Robin Wright, Public Policy Scholar, Woodrow Wilson Center; Farideh Farhi, Independent Scholar and Affiliate Graduate Faculty, Political Science, University of Hawai'i at Manoa; Fariborz Ghadar, Senior Advisor, Center for Strategic and International Studies; Emile El-Hokayem, Political Editor, The National, Abu Dhabi, UAE

Date & Time

Tuesday
Jun. 30, 2009
12:00pm – 2:00pm ET

Overview

Robin Wright described the current uprising in Iran as the fourth phase in a century-long struggle over empowerment issues, which began with the 1905-1911 Constitutional Revolution, continued through the Nationalist movement led by Prime Minister Mossadegh in the 1950s and the 1979 revolution. The 2009 uprising sets a stunning precedent for both Iran and the wider Islamic world. Three weeks into the crisis, the political fissures pit two rival camps against each other: The New Right, centered around President Ahmadinejad and backed by Supreme Leader Ayatollah Ali Khamenei, has the political power and the tools of state and security to use. The New Left, which includes two former presidents as well as Prime Minister Mousavi, has the widest opposition coalition since the revolution that crosses age groups, gender and classes. Three factors will shape the next phase: leadership, unity and momentum. The opposition is vulnerable on leadership. Wright predicted that if Mousavi does not demonstrate strong leadership soon, the opposition will either dissipate or turn elsewhere. The regime is most vulnerable on unity because of lack of endorsement of either the election or the crackdown by senior clerics and key politicians. The future will be determined by which side maintains momentum. But now that the genie is out of the bottle, it will be impossible for Iran to revert to the status quo before the June 12 election.

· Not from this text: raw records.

PR #975, opened 2022-04-05
chore: revert using `git-cz` package to `commitzien`

Brailor:
There was a little confusion from my side when upgrading yarn, since now we have to declare every dependency that we are actually using, for example one of the commands in `ui-scripts` will call `lib-1`, and we wish to call that command from the root, then the root's `package.json` have to have `lib-1` listed as it's dependency.

This is not ideal, I guess `ui-scripts` is written in a way that is really hard to overcome this issue, I would suggest a complete overhaul of the package is needed.

The confusion was that our commit prompt `commitzien` exposes a command called `git-cz`, and since `commitzien` was not included in the root `package.json` dependency list it was failing because it could not find that command, therefore  I installed the lib called `git-cz` which is a completely different package than `commitizen`.
See relevant issue: https://github.com/streamich/git-cz/issues/61


ke1k0 (approved):
Tried it out, seems to work fine again, thanks :)

matyasf (approved):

Farideh Farhi explained that the current crisis in Iran is unlike any other in the country's recent history because it signifies the failing of two basic institutions: elections and the office of the leader Ayatollah Ali Khamenei. Farhi attributed the breakdown of elections to miscalculations made by both the opposition and by Ahmadinejad's followers. In her opinion, the opposition underestimated the possibility of massive manipulation of votes while Ahmadinejad and his supporters miscalculated Mr. Mousavi's ability to draw new voters to the polls and the subsequent popular anger. Farhi believes that high voter turnout foiled a plan to rig the votes by a two-thirds margin. Farhi also argued that Khamenei took a partisan stand in the aftermath of the contested election because he felt the need to quash the protests in order to prevent internal fissures from debilitating the Islamic Republic internally and externally. Ironically, she argues, the result of this costly decision was a debilitating blow to Khamenei's office as above the fray of national politics and mediator and weakening of Iran's hand in the international arena.

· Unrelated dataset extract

PR #1019, opened 2022-05-26
fix(ui-grid): modify Ts types for GridCol

HerrTopi:
fix(ui-grid): modify Ts types for GridCol to accept prositive fractions as well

Fariborz Ghadar outlined the factors responsible for Iran's struggling economy and propounded what he believes will be key economic issues in the aftermath of the recent election. Ghadar remarked on Iran's severe inflation – in housing, food, and impact on the national currency - which has hobbled its economy for the past three decades. He said that this high inflation coupled with high unemployment results in a "misery index" upwards of 40 percent. According to Ghadar, Iran's economy is further debilitated by its heavy reliance on imports and increasing domestic consumption of oil and natural gas, which means less national income is generated through exports. Finally, he insisted that there is a discernable favoritism playing out between the government and the Revolutionary Guard via various private companies they have set up. The result is a kind of military-industrial complex growing in Iran, dominating politics as well as the private sector. In this context, Ghadar made the point that the rivalry between Mir-Hossein Mousavi and President Ahmadinejad can be translated into a battle over fiscal control and money distribution. If you want to understand the politics of Iran, Ghadar concluded, "follow the money."

El-Hokayem discussed the political implications of the election aftermath in the Middle East and the Persian Gulf region. He stated that the current protests can be understood as a second phase of the Islamic Revolution. As evidence, El-Hokayem cited Iran's increasing assertiveness on the international stage, the alienation of its own previously key political players, and the regime's desperate strides for self-legitimization through repression. He also pointed out that although the basic structure of power in the Islamic Republic has not changed significantly in the last thirty years, there have been many changes in the "realities" of the region, such as the advent of nuclear ambitions, the Iran-Iraq War, and the influence over militant groups such as Hezbollah and Hamas. Commenting on the impact of the recent elections, he said that a Mousavi presidency would have had a positive impact on US-Iran relations. He also noted that Arab states are finding some "relief" in Iran's present election crisis as it has eroded Iran's "romanticized" image by showing that not all Iranians are happy with their situation. Still, like many analysts, he believes that the unpredictability of Iranian politics and regime behavior makes it difficult to forecast its future trajectory.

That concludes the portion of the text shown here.